*ACTIVITY*
Each line of the data that mentions the string "create" needs to be identified and copied.

........

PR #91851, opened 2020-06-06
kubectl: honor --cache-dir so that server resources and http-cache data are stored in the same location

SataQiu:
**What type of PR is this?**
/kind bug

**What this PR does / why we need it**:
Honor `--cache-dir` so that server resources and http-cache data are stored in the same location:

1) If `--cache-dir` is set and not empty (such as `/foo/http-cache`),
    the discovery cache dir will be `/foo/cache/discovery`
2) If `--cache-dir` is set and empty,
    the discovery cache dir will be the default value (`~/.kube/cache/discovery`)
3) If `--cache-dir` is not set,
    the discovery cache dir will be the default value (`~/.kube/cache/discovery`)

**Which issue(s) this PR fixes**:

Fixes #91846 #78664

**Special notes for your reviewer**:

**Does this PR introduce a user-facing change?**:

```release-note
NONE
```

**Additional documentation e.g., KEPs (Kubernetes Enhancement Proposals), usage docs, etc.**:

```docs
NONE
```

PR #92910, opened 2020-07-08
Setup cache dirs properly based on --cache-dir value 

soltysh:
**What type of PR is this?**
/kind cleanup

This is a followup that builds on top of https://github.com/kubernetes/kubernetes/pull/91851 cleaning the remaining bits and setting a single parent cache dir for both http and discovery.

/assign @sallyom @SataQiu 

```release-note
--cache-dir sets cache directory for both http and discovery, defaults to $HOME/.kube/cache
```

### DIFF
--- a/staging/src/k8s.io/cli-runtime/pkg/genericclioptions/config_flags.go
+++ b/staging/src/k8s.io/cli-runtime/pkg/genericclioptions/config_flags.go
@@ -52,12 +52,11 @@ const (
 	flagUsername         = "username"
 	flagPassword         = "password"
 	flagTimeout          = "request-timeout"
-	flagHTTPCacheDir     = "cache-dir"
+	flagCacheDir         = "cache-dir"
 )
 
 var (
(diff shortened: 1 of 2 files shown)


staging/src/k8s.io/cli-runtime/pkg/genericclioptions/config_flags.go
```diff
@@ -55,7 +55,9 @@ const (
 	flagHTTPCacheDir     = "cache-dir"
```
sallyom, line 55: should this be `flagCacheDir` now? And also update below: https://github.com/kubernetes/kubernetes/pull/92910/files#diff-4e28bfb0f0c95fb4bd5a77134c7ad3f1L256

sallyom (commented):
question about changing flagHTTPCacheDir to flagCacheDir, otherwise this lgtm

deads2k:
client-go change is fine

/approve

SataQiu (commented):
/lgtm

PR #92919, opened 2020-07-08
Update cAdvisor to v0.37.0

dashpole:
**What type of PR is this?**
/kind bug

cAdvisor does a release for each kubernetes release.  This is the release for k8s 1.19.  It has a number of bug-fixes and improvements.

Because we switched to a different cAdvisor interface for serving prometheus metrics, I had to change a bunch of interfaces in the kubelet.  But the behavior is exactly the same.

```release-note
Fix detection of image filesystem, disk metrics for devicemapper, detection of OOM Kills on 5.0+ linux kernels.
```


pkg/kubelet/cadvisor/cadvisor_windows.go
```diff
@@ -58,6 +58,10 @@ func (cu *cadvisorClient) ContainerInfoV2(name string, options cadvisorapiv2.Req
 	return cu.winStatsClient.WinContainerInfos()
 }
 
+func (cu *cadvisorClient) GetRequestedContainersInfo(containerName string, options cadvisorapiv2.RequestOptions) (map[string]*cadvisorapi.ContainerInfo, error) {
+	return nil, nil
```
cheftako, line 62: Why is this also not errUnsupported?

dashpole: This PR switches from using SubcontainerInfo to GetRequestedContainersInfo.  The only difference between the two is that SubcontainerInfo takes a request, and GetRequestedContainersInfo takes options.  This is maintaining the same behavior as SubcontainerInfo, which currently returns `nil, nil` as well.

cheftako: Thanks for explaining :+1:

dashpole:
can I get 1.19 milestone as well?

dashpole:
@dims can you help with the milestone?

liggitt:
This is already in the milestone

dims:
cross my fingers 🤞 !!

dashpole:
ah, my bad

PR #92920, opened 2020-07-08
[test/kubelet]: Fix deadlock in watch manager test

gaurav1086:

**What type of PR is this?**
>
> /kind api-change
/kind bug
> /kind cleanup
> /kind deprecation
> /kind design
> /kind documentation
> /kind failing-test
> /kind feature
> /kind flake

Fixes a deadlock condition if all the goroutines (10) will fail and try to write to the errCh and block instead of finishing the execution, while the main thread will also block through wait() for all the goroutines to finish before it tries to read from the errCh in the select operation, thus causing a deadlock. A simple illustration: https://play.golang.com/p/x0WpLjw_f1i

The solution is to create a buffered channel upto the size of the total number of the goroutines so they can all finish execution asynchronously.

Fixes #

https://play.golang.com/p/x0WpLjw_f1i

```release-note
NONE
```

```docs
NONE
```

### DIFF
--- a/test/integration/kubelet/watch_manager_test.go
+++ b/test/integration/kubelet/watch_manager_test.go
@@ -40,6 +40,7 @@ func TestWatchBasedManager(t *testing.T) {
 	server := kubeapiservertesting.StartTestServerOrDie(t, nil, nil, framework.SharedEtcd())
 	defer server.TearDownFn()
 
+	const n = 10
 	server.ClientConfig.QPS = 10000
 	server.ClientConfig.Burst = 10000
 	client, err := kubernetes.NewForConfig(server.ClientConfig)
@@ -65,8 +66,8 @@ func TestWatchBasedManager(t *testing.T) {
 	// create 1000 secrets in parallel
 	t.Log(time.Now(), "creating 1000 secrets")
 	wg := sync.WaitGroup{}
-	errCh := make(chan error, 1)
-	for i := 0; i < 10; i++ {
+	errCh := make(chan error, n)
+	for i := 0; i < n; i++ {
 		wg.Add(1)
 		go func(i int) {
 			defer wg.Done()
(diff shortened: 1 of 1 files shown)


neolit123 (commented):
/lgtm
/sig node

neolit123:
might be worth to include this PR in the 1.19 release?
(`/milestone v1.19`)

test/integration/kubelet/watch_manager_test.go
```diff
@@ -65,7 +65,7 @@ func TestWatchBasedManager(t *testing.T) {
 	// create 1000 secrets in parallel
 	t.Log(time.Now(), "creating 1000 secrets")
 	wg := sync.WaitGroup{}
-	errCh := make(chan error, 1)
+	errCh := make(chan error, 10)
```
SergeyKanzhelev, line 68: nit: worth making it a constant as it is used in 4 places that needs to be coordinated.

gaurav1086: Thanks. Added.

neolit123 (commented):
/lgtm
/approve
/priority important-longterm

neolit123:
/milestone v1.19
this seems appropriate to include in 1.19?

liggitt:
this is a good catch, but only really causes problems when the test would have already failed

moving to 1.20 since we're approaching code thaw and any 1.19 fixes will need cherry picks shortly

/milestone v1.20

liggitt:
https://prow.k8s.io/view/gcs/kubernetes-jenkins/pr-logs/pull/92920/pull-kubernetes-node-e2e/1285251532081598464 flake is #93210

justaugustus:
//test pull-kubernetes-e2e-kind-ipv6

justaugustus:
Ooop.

........

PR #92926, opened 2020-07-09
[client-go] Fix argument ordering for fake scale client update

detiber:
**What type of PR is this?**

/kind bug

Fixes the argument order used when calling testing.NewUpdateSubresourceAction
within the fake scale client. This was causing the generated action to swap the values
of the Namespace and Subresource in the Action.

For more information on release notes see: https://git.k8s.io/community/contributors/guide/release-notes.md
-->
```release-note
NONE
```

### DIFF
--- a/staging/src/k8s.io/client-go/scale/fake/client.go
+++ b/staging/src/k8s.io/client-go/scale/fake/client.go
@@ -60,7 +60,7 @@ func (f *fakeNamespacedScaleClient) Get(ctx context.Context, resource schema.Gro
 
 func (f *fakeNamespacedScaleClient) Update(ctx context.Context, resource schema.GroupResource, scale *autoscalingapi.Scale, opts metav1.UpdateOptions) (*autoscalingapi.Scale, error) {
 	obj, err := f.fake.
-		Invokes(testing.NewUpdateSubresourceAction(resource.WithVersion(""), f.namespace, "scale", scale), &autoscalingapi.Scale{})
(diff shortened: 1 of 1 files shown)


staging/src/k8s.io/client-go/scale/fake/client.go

........

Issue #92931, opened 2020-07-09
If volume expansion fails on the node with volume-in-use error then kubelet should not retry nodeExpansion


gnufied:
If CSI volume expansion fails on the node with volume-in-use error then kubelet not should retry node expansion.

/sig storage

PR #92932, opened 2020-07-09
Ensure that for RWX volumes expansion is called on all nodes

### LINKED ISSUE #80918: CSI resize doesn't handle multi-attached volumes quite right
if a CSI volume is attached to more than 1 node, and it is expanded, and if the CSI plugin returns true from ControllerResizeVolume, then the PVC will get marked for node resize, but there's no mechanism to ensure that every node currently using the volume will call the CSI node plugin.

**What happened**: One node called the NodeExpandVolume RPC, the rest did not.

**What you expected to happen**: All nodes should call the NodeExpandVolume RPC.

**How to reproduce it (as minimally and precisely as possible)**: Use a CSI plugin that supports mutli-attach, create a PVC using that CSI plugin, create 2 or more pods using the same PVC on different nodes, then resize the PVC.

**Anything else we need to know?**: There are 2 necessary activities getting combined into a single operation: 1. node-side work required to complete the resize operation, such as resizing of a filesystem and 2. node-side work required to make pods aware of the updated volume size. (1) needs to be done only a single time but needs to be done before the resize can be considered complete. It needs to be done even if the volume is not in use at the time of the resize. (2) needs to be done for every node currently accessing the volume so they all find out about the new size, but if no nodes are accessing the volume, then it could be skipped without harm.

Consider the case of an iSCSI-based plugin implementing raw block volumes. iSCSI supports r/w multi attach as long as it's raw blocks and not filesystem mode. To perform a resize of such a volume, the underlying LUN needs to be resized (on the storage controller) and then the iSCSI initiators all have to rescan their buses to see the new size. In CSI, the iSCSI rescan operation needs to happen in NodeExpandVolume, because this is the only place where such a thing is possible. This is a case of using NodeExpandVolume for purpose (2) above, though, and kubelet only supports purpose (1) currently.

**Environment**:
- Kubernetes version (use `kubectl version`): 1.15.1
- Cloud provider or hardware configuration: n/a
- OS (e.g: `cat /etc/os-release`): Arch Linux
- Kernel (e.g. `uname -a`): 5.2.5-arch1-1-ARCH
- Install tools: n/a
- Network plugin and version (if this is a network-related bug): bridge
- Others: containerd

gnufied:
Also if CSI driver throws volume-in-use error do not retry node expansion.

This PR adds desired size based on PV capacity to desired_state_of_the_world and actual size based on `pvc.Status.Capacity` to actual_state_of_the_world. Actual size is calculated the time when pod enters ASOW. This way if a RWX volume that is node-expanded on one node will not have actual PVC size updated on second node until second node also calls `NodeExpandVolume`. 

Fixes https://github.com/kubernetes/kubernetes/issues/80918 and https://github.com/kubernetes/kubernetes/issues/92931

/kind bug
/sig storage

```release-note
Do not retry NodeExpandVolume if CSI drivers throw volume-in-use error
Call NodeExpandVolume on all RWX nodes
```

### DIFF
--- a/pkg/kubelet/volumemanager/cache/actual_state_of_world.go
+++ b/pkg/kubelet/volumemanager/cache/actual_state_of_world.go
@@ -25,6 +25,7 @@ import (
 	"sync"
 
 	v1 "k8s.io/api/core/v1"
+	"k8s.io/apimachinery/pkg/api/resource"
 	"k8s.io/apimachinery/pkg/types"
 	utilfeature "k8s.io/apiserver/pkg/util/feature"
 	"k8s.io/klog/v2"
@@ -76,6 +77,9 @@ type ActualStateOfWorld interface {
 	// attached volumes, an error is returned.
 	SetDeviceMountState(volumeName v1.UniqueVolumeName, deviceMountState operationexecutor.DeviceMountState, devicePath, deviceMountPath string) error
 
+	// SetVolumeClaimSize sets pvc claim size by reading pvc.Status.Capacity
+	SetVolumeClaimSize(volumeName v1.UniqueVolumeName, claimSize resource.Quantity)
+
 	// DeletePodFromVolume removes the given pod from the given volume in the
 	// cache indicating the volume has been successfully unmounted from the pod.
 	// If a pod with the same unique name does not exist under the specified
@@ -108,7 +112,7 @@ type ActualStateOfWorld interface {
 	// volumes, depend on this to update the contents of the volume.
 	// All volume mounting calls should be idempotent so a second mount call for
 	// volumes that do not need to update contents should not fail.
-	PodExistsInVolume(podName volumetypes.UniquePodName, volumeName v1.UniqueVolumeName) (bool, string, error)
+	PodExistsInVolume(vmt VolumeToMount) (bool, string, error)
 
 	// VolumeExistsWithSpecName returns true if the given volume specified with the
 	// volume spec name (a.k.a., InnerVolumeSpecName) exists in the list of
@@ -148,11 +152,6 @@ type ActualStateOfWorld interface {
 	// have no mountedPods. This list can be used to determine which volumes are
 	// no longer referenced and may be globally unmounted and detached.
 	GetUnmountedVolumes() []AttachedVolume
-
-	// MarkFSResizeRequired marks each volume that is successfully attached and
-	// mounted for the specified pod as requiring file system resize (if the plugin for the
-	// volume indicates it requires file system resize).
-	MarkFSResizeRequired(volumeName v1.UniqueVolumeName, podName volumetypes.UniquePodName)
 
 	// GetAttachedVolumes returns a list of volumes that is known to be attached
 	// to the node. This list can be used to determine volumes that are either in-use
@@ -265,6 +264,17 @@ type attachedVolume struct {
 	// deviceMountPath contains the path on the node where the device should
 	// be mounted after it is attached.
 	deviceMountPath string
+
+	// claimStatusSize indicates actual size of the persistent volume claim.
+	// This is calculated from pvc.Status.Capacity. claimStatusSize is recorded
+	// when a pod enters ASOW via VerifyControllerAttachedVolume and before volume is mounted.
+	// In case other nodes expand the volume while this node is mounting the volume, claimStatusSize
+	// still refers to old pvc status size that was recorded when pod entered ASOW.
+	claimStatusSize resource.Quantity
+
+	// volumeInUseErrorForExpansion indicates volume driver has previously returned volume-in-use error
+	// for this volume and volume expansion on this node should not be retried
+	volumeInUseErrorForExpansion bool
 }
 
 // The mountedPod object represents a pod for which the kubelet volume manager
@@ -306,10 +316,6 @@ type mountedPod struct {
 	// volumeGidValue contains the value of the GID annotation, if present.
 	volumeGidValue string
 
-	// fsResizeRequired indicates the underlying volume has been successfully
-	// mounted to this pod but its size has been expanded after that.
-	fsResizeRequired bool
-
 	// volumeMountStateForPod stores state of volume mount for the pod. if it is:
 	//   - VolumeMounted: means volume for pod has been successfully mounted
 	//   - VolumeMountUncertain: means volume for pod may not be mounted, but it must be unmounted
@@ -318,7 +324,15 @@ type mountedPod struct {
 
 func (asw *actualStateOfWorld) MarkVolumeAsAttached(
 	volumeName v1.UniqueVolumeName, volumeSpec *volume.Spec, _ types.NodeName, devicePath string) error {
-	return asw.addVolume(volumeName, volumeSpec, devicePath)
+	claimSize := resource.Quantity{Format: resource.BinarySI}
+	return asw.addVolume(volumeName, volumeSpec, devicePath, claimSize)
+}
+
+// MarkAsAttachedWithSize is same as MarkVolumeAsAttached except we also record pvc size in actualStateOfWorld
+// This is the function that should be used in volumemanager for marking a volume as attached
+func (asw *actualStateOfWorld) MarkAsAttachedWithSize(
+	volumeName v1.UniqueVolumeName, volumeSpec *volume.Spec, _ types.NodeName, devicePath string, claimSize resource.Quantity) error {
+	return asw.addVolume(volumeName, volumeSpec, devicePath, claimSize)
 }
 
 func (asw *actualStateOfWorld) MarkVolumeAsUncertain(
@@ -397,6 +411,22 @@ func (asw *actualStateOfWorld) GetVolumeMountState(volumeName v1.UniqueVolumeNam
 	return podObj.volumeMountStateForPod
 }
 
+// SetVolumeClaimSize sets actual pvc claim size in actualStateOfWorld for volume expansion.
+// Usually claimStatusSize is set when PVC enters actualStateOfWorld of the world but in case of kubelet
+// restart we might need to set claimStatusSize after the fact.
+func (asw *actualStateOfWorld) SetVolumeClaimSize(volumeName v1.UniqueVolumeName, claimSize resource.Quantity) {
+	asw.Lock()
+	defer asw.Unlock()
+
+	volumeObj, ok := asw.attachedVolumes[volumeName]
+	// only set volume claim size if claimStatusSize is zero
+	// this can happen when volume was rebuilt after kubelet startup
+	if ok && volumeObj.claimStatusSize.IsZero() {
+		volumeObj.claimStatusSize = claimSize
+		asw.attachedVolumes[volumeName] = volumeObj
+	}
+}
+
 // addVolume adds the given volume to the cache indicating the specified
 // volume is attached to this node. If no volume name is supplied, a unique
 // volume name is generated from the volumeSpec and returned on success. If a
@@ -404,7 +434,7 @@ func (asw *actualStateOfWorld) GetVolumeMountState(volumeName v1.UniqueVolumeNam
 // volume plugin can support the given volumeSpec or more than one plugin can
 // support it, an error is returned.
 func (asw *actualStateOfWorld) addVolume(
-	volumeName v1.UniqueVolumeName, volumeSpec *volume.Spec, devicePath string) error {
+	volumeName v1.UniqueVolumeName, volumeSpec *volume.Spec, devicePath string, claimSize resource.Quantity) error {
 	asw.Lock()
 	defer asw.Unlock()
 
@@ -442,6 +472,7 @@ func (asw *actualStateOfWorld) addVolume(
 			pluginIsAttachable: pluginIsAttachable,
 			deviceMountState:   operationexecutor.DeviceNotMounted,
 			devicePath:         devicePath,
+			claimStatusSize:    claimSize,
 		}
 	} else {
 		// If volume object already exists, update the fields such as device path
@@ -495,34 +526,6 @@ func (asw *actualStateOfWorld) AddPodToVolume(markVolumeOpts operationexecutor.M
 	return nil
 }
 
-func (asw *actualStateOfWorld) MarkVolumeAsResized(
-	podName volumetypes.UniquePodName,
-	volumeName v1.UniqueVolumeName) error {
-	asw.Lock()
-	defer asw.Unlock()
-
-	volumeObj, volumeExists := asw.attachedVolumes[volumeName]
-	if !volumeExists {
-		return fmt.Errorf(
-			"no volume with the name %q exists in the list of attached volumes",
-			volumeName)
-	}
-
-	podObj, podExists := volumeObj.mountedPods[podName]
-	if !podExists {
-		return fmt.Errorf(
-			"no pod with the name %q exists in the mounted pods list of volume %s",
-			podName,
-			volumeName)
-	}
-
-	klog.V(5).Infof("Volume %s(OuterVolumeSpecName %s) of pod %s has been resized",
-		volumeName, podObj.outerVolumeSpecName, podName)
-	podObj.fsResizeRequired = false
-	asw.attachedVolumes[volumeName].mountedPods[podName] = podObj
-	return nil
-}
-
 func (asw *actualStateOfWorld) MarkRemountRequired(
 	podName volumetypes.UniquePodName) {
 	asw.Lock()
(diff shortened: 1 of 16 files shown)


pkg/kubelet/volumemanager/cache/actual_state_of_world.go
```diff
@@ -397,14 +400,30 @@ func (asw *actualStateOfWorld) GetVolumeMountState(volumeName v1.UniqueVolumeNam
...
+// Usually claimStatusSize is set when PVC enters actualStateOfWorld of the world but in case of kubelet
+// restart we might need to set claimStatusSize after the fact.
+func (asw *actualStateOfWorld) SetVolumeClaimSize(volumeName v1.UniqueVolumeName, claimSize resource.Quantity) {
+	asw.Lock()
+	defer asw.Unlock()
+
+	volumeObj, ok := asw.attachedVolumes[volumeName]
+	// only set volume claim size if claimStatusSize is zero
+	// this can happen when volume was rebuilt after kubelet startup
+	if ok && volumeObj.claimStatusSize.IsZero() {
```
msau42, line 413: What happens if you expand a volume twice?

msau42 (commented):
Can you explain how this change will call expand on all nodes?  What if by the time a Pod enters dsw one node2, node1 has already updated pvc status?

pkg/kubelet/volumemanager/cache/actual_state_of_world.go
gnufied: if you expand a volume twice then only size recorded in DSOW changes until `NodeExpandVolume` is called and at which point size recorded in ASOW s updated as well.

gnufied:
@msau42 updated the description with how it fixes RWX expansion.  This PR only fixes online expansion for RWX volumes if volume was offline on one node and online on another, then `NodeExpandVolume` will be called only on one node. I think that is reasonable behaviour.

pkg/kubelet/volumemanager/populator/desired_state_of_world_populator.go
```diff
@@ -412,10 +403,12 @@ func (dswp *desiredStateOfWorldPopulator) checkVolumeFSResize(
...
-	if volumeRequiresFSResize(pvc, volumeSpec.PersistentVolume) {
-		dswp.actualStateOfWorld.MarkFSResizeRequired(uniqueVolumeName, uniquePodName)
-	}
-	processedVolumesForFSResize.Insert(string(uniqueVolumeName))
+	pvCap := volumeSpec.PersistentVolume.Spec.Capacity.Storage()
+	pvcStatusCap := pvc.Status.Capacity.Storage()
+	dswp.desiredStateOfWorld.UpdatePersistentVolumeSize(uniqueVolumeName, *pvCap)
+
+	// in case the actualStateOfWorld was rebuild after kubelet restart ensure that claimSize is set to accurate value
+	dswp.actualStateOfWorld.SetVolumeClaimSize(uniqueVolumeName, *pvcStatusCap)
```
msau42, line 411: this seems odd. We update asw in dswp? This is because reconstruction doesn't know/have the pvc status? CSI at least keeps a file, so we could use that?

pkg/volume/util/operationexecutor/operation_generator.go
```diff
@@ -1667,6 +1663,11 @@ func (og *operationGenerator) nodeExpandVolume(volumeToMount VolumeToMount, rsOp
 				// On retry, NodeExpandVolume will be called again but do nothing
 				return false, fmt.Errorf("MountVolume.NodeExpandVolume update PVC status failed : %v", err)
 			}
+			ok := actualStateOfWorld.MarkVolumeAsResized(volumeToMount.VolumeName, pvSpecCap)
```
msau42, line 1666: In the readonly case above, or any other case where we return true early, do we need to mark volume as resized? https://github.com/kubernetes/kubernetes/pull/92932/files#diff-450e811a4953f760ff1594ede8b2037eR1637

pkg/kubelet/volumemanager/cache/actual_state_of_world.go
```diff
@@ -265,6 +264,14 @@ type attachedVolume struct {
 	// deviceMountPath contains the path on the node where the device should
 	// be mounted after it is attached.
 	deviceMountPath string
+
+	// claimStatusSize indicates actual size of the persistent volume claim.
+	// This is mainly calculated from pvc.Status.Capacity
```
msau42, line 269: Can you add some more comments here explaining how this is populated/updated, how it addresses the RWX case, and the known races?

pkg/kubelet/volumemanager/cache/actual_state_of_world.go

........

*RESULT*
The solution is to create a buffered channel upto the size of the total number of the goroutines so they can all finish execution asynchronously.
 	// create 1000 secrets in parallel
 	// create 1000 secrets in parallel
**How to reproduce it (as minimally and precisely as possible)**: Use a CSI plugin that supports mutli-attach, create a PVC using that CSI plugin, create 2 or more pods using the same PVC on different nodes, then resize the PVC.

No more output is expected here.